Fatwa Merokok dan Golput Haram : Diduga Sarat akan Pesanan dan Tergesa-gesa?

Januari 26, 2009 · 1 Komentar

rokokDua fatwa terbaru MUI sudah dikeluarkan, yaitu fatwa merokok dan fatwa golput. Walahpun ada kondisi-kondisi yang berlaku terhadap fatwa tersebut, namun dapat disederhanakan bahwa kedua hal tersebut adalah haram. Saya mencoba untuk mengkaji kedua hal tersebut secara sederhana.

Pertama adalah Fatwa merokok. Jelas pada Qur’an dan Hadis tidak secara gamblang menyebut bahwa rokok adalah haram. sehingga dalam melihat rokok ini harus digunakan ijtihad. Kita harus melihat rokok ini dengan proses, mungkin sama dengan perjalanan hukum haram bagi minuman keras. Jika saja rokok mau di-qiyas-kan dengan minuman keras, maka rokok tidak mempunyai efek yang sedemikian cepet terhadap orang yang merokok, seperti misalnya hilang kesadaran, hilangnya akal sehat, dll. lain halnya dengan narkoba dan zat adiktif lainnya, memang mempunyai “nature” yang sangat dekat dengan minuman keras, sehingga dengan mudah dan jelas bahwa narkoba itu haram. Namun rokok tidak mempunyai “nature” yang seperti itu sehingga kurang dapat diterima jika di-qiyas-kan seperti itu.

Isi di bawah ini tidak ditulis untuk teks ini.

PR #1729, opened 2019-01-02
More efficient reorder_examples implementation

DRMacIver:
A thing I've been noticing recently is that the `reorder_examples` pass as implemented has the following unfortunate combination of traits:

1. It's likely to work but not reduce the length of the example
2. It's _really_ expensive, primarily because it tries many reorderings that don't work.

This means we end up paying a lot for that functionality.

This PR makes it cheaper by replacing it with something that's more well suited to Hypothesis examples, using the `label` property of examples to partition the reordering so we only swap examples with the same label.

In my informal Csmith experiments this seems to work really well: `reorder_examples` has gone from having 99% of its attempts failing to shrink to 90% of its attempts succeeding at shrinking (numbers made up but about the right ballpark)

### DIFF
--- a/hypothesis-python/src/hypothesis/internal/conjecture/shrinker.py
+++ b/hypothesis-python/src/hypothesis/internal/conjecture/shrinker.py
@@ -26,7 +26,7 @@ import attr
 
 from hypothesis.internal.compat import hbytes, hrange, int_from_bytes, int_to_bytes
 from hypothesis.internal.conjecture.data import Overrun, Status
-from hypothesis.internal.conjecture.shrinking import Integer, Length, Lexical, Ordering
+from hypothesis.internal.conjecture.shrinking import Integer, Length, Lexical
 from hypothesis.internal.conjecture.shrinking.common import find_integer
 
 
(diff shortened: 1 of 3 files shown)


DRMacIver:
I've run into some more performance edge cases with this so just doing some additional work (plus that weird test failure) so don't bother to review this just yet.

DRMacIver:
OK, this should now be ready for review.

Zac-HD:
This basically looks good to me, though I doubt I'd see a subtle problem if there was one.  (you'll also need to rebase on #1744, obviously)

At a high level, we're only considering a subset of the previous attempted shrinks which are much more likely to succeed, right?  Are there any shrinks that it could have found that all passes will now miss?

DRMacIver:
> At a high level, we're only considering a subset of the previous attempted shrinks which are much more likely to succeed, right?

Mostly right. We're considering only a subset of what we previously were considering, but we're also considering things that we weren't previously considering because the new pass is less local than the previous one - previously values that were swapped had to have the same parent.

Suppose we had something like the following:

```python
x = lists(integers())
y = tuples(x, x)
```

Previously if we'd drawn, say, `([1, 1], [0])`, we might try swapping the two to get `([0], [1, 1])`. We'll still do that but we can also reach into the lists and try e.g. `([0, 1], [1])` as well because we no longer have that parentage requirement.

> Are there any shrinks that it could have found that all passes will now miss?

Yes, definitely. There are two major categories here:

1. Ones where we got lucky and happened to do something that would work.
2. Cases where two strategies have the same representation but not the same label. e.g. a `lists(integers())` and a `lists(tuples(integers())`.

I don't care about the first. The latter is unfortunate and I'm not sure what to do about it but don't think it's a major problem, especially because this wouldn't have previously worked anyway unless the two values happened to have the same parent.

Zalathar:
Ah, I had forgotten about this one. I'll take a look.

hypothesis-python/src/hypothesis/internal/conjecture/shrinker.py
```diff
@@ -1245,8 +1245,102 @@ def test_not_equal(x, y):
...
+        # Note our iteration order is that we repeatedly try to make the
+        # example at index i smaller.
+        i = 0
+        while i < len(examples):
+            succeeded = False
+            ex1 = examples[i]
+            buf = self.buffer
+            b1 = buf[ex1.start : ex1.end]
+
+            if ex1.children:
```
Zalathar: I think this would be clearer as an early-exit test:

```python
if not ex1.children:
    i += 1
    continue
```

That way we avoid an extra level of nesting for the main part of the loop.

hypothesis-python/src/hypothesis/internal/conjecture/shrinker.py
```diff
@@ -1245,8 +1245,102 @@ def test_not_equal(x, y):
...
+                candidates = [
```
Zalathar: This could use an up-front comment explaining that we're compiling a list of examples that would be good candidates for swapping with `ex1`, to see if that results in a shrink.

hypothesis-python/src/hypothesis/internal/conjecture/shrinking/ordering.py
```diff
@@ -53,40 +53,18 @@ def run_step(self):
...
                 for j in range(i)
                 if self.key(self.current[j]) > self.key(self.current[i])
             ]
 
-            def push_back_to(t):
-                if t >= len(insertion_points):
-                    return True
-                j = insertion_points[t]
-                reinserted = list(original)
+            for j in insertion_points[:2]:
```
Zalathar: It would be good to have some explanation of the tradeoff being made by this mysterious `:2`.

From what I can tell, it makes us try only the leftmost two plausible locations for reinsertion/swapping. I trust that this is helpful somehow, but it's not obvious why.

(My guess: `0` is the place the current item would go if the list were sorted. `1` is the next candidate, so that we have some flexibility to skip over essential parts that can't be reordered. After that, we throw up our hands and assume that a more exhaustive sorting attempt isn't going to be worth the effort.)

Zalathar:
It took me a while to figure out what's going on with `Ordering`, but I think I have it now.

Instead of intensively trying to find the best possible location for each element, we just try the most obvious places, and then assume that trying harder won't be worth the trouble.

DRMacIver:
Trying to fix the sampling thing has made me reconsider the basic approach here, so I'm going to close this and try again later with a different one.

PR #1733, opened 2019-01-02
floor and ceil should return ints, not longs

### LINKED ISSUE #1732: integers(min_value=0) always produces longs on Python 2
```pycon
>>> find(st.integers(min_value=0), lambda x: True)
0L
```

The underlying culprit seems to be that our `floor` and `ceil` functions in `hypothesis.internal.compat` always return `long` values. This is because we explicitly use `_long_int_type`.  It's unclear that this is necessary - using `int(x)` will generally do the right thing for values that don't fit into an `int`.

DRMacIver:
Fixes #1732

### DIFF
--- a/hypothesis-python/src/hypothesis/internal/compat.py
+++ b/hypothesis-python/src/hypothesis/internal/compat.py
@@ -80,7 +80,6 @@ if PY3:
     hrange = range
     ARG_NAME_ATTRIBUTE = "arg"
     integer_types = (int,)
-    _long_integer_type = int
     hunichr = chr
 
     def unicode_safe_repr(x):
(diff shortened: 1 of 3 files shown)


hypothesis-python/src/hypothesis/internal/compat.py
```diff
@@ -551,14 +551,14 @@ def implements_iterator(it):
 # custom __floor__ or __ceil__ methods may convert via floats.
 # See issue #1667, Numpy issue 9068.
 def floor(x):
-    y = _long_integer_type(x)
```
Zalathar: I think `_long_integer_type` is now unused again, so its definitions above can probably be deleted.

PR #1738, opened 2019-01-04
Add new random exploration phase

DRMacIver:
I noticed in the course of working on something else that a bunch of our basic strategies are kinda inconsistent and random about what their small values are once you get past the minimal example.

How do we fix the problem that the shrinker is too random? MORE RANDOMNESS.

The problem occurs when there is some value with lots of values smaller than it but the shrinker does not transform it well into any of those smaller values. It is hard to go from `"00"` to `"1"` for example. By generating random replacements, we get the opportunity to discover that rich space of possible shrinks we were otherwise missing. We probably don't transform to `"1"`, but we might transform to say `"9"`, and then the deterministic phases can take over and actually reduce that to the desired smaller value.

Jika hendak di-qiyas-kan dengan hal yang lebih banyak buruknya, maka harus dihindari, maka hal ini masih lebih dapat diterima, namun tetap saja tidak semerta-merta langsung diharamkan. Bagaimana jika dibandingkan dengan hal-hal yang lebih banyak buruk dari baiknya, atau untuk lebih gampangnya bagaimana jika dibandingkan dengan hal-hal yang jelas hukumnya adalah makruh (mendekati haram / tidak disukai oleh Allah) seperti misalnya cerai. Cerai jelas disebutkan oleh Allah bahwa tidak disukai, namun tetap diperbolehkan dengan catatan kondisi yang ada. Sehingga jika mau disimpulkan bahwa untuk benda yang lebih banyak buruknya dari baiknya tidak serta merta dapat dibilang haram, namun lebih baik jika dihindari.

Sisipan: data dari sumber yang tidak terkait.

PR #2298, opened 2019-12-29
Tiny cleanups before 5.0.x

Zac-HD:
I just proposed that https://github.com/HypothesisWorks/hypothesis/pull/2282#issuecomment-569464683 would be the next PR we merge, but... while drafting the follow-up PR(s) I noticed a couple of small fixes that are not related to the big upgrade - including a flaky test.

If any @HypothesisWorks/hypothesis-python-contributors are available for a quick review, it would be much appreciated - and much easier than the other PRs :joy:

### DIFF
--- a/guides/testing-hypothesis.rst
+++ b/guides/testing-hypothesis.rst
@@ -70,7 +70,7 @@ The following will give you a working virtualenv for running tests in:
   pip install -e .
 
   # Test specific dependencies.
-  pip install pytest-xdist flaky mock pexpect
+  pip install -r requirements/test.in
 
 Now whenever you want to run tests you can just activate the virtualenv
 using ``source testing-venv/bin/activate`` or ``testing-venv\Scripts\activate``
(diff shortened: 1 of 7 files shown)


guides/testing-hypothesis.rst
```diff
@@ -70,7 +70,7 @@ The following will give you a working virtualenv for running tests in:
   pip install -e .
 
   # Test specific dependencies.
-  pip install pytest-xdist flaky mock pexpect
+  pip install -r requirements/test.in
```
Zalathar: This file doesn't seem to have the same contents as the previous command.

alexwlchan: Also, should it be the pinned version? .txt instead of .in?

Zac-HD: That's the idea - the previous command was badly out of date.  We don't use `flaky` at all anymore, and `mock` is only required on Python 2!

Kasus kedua adalah Golput. Nah ini yang lebih lucu saya kira daripada merokok. dalam hukum Islam jelas tidak mengenal demokrasi dan pemilihan umum atau voting. Islam dalam melakukan pemilihan pemimpin lebih mengedepankan kriteria-kriteria pemimpin dan musyawarah. Kita lihat saja dalam cara memilih Imam Sholat, harus dimulai dari kriteria-kriteria yang paling baik.  Sehingga menurut saya agak aneh saja jika saja hal yang tidak dikenal bahkan tidak direkomendasikan oleh ajaran Islam, namun derivatif dari hal tersebut difatwa haram.

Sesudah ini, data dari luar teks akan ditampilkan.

PR #2301, opened 2020-01-01
Replace compatibility shims with native Python3 code

Zac-HD:
- [x] Shrink `compat.py` to only the changes between Python 3 minor versions
      (this is the bulk of the changes, and mostly straightforward)
- [x] Replace the `reserved_means_kwonly_star` decorator with, well, `*,` in signatures
- [x] Remove the `NaN` time case in statistics; Python 3.5+ always have `time.monotonic()`
  (and adding positive floats always gives a positive result)
- [x] Checked all remaining cases of `git grep -E "[pP]y(thon)? ?2"`
- [x] Checked `# pragma: no cover`s for version-dependent behaviour
- [x] Use `math.isfinite` instead of the lengthier `isnan`+`isinf` combination
- [x] Consider `math.inf` and `math.nan` instead of `float("inf")` and `float("nan")`
- [x] Check each `except ImportError`; they might just be version-dependent

This is a smaller diff than #2299, but somewhat more complicated!  Note that per #2218, everything related to type annotations and the `from_type()` strategy is left for the PR after this one :smile:

### DIFF
--- a/azure-pipelines.yml
+++ b/azure-pipelines.yml
@@ -66,7 +66,7 @@ jobs:
       displayName: Install dependencies
     - script: |
         cd hypothesis-python
-        pytest
+        pytest --numprocesses auto
       displayName: Run tests
 
   - job: osx
--- a/hypothesis-python/src/hypothesis/core.py
+++ b/hypothesis-python/src/hypothesis/core.py
@@ -24,6 +24,8 @@ import sys
 import traceback
 import warnings
 import zlib
+from inspect import getfullargspec
+from io import StringIO
 from random import Random
 from unittest import TestCase
 
@@ -54,13 +56,9 @@ from hypothesis.errors import (
 )
 from hypothesis.executors import new_style_executor
 from hypothesis.internal.compat import (
-    PY2,
     bad_django_TestCase,
     benchmark_time,
-    binary_type,
     get_type_hints,
-    getfullargspec,
-    hbytes,
     int_from_bytes,
     qualname,
 )
@@ -95,7 +93,7 @@ from hypothesis.strategies._internal.strategies import (
     SearchStrategy,
 )
 from hypothesis.utils.conventions import infer
-from hypothesis.vendor.pretty import CUnicodeIO, RepresentationPrinter
+from hypothesis.vendor.pretty import RepresentationPrinter
 from hypothesis.version import __version__
 
 if False:
@@ -182,9 +180,7 @@ def reproduce_failure(version, blob):
 
 
 def encode_failure(buffer):
-    # This needs to be a real bytes() instance, so we use binary_type()
-    # instead of hbytes() here.
-    buffer = binary_type(buffer)
+    buffer = bytes(buffer)
     compressed = zlib.compress(buffer)
     if len(compressed) < len(buffer):
         buffer = b"\1" + compressed
@@ -308,10 +304,7 @@ class ArtificialDataForExample(ConjectureData):
     def __init__(self, kwargs):
         self.__draws = 0
         self.__kwargs = kwargs
-
-        super().__init__(
-            max_length=0, prefix=hbytes(), random=None,
-        )
+        super().__init__(max_length=0, prefix=b"", random=None)
 
     def draw_bits(self, n):
         raise NotImplementedError()  # pragma: no cover
@@ -562,7 +555,7 @@ class StateForActualGivenExecution:
                             text_repr[0] = arg_string(test, args, kwargs)
 
                         if print_example or current_verbosity() >= Verbosity.verbose:
-                            output = CUnicodeIO()
+                            output = StringIO()
 
                             printer = RepresentationPrinter(output)
                             if print_example:
@@ -1088,18 +1081,8 @@ def given(
                     # full of Hypothesis internals they don't care about.
                     # We have to do this inline, to avoid adding another
                     # internal stack frame just when we've removed the rest.
-                    if PY2:
-                        # Python 2 doesn't have Exception.with_traceback(...);
-                        # instead it has a three-argument form of the `raise`
-                        # statement.  Unfortunately this is a SyntaxError on
-                        # Python 3, and before Python 2.7.9 it was *also* a
-                        # SyntaxError to use it in a nested function so we
-                        # can't `exec` or `eval` our way out (BPO-21591).
-                        # So unless we break some versions of Python 2, none
-                        # of them get traceback elision.
-                        raise
-                    # On Python 3, we swap out the real traceback for our
-                    # trimmed version.  Using a variable ensures that the line
+                    #
+                    # Using a variable for our trimmed error ensures that the line
                     # which will actually appear in tracebacks is as clear as
                     # possible - "raise the_error_hypothesis_found".
                     the_error_hypothesis_found = e.with_traceback(
--- a/hypothesis-python/src/hypothesis/core.py
+++ b/hypothesis-python/src/hypothesis/core.py
@@ -276,12 +276,6 @@ def is_invalid_test(name, original_argspec, given_arguments, given_kwargs):
             "%s() got an unexpected keyword argument %r, from `%s=%r` in @given"
             % (name, arg, arg, given_kwargs[arg])
         )
-    for a in original_argspec.args:
-        if isinstance(a, list):  # pragma: no cover
-            return invalid(
-                "Cannot decorate function %s() because it has destructuring arguments"
-                % (name,)
-            )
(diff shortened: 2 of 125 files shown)


hypothesis-python/src/hypothesis/core.py
```diff
@@ -280,12 +276,6 @@ def wrapped_test(*arguments, **kwargs):
             "%s() got an unexpected keyword argument %r, from `%s=%r` in @given"
             % (name, arg, arg, given_kwargs[arg])
         )
-    for a in original_argspec.args:
-        if isinstance(a, list):  # pragma: no cover
-            return invalid(
-                "Cannot decorate function %s() because it has destructuring arguments"
-                % (name,)
-            )
```
alexwlchan: Why was this bit removed? Is this a change in how Python 3 handles argspec?

hypothesis-python/src/hypothesis/database.py
```diff
@@ -178,10 +177,7 @@ def save(self, key, value):
         mkdir_p(self._key_path(key))
         path = self._value_path(key, value)
         if not os.path.exists(path):
-            suffix = binascii.hexlify(os.urandom(16))
-            if not isinstance(suffix, str):  # pragma: no branch
-                # On Python 3, binascii.hexlify returns bytes
-                suffix = suffix.decode("ascii")
+            suffix = binascii.hexlify(os.urandom(16)).decode("ascii")
```
alexwlchan: In Python 3.6, this can get a bit simpler:

```python
import secrets

...
suffix = secrets.token_hex(16)
```

which returns a string natively.

hypothesis-python/src/hypothesis/internal/conjecture/junkdrawer.py
```diff
@@ -152,8 +153,8 @@ def binary_search(lo, hi, f):
 
 
 def uniform(random, n):
-    """Returns an hbytes of length n, distributed uniformly at random."""
-    return int_to_bytes(random.getrandbits(n * 8), n)
+    """Returns a bytestring of length n, distributed uniformly at random."""
+    return random.getrandbits(n * 8).to_bytes(n, "big")
```
alexwlchan: `secrets.token_bytes()` is waiting just out of reach…

hypothesis-python/src/hypothesis/core.py
Zac-HD:
```python
def fxn(a, (b, c), d):
    pass
```

was made invalid in Python 3 by https://www.python.org/dev/peps/pep-3113/

hypothesis-python/src/hypothesis/database.py
Zac-HD: Soon!  (ish!)

Zac-HD:
>  (got as far as 18 / 124)

:rofl: :tada:  (but seriously, thank you - review is massively helpful :heart:

hypothesis-python/src/hypothesis/internal/conjecture/junkdrawer.py
Zac-HD: Alas, not for us - we need to be able to seed the PRNG for reproducibility!

DRMacIver: TBH we're probably just going to delete this code soonish anyway.

mypy.ini
```diff
@@ -15,7 +15,5 @@ warn_redundant_casts = True
 
 [mypy-hypothesis.internal.*]
 ignore_errors = True
-
-# Annotating PY2-only code not worth the trouble for just a few months
```
DRMacIver: I note that this comment was removed by not the thing it was commenting. What's up with that?

hypothesis-python/tests/quality/test_zig_zagging.py
```diff
@@ -92,7 +89,7 @@ def test_function(data):
         settings=settings(base_settings, phases=(Phase.generate, Phase.shrink)),
     )
 
-    runner.cached_test_function(b + hbytes([0]) + b + hbytes([1]) + marker)
+    runner.cached_test_function(b + bytes([0]) + b + bytes([1]) + marker)
```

Yang lebih tidak masuk akal lagi adalah, Golput adalah berhubungan dengan penggunaan hak memilih dari orang yang sudah mencapai kriteria. Sehingga golput “nature”-nya atau dasarnya adalah hak dan hak melekat kepada si pemilik hak, apakah dia mau mempergunakannya atau tidak. Sehingga jika hak seperti itu tidak bisa dipaksakan harus memilih, jika dipaksakan, maka hukumnya bukan hak lagi, namun peraturan, peraturan bahwa setiap warga negara dengan kriteria tertentu harus memilih. Dengan begitu hal tersebut sangat bertentangan dengan “mother nature” dari pemilu, yaitu LUBER (langsung, umum, bebas, rahasia). Bebas, yaitu bebas memilih, bebas memilih yaitu bebas mau memilih atau tidak memilih sama sekali alias golput. Kalu MUI mau memfatwa Golput haram, kenapa gak ajukan saja perubahan terhadap azas pemilu yang LUBER itu ke pemerintah? Atau sekalian ubah sistemnya bukan pemilu tapi musyawarah misalkan.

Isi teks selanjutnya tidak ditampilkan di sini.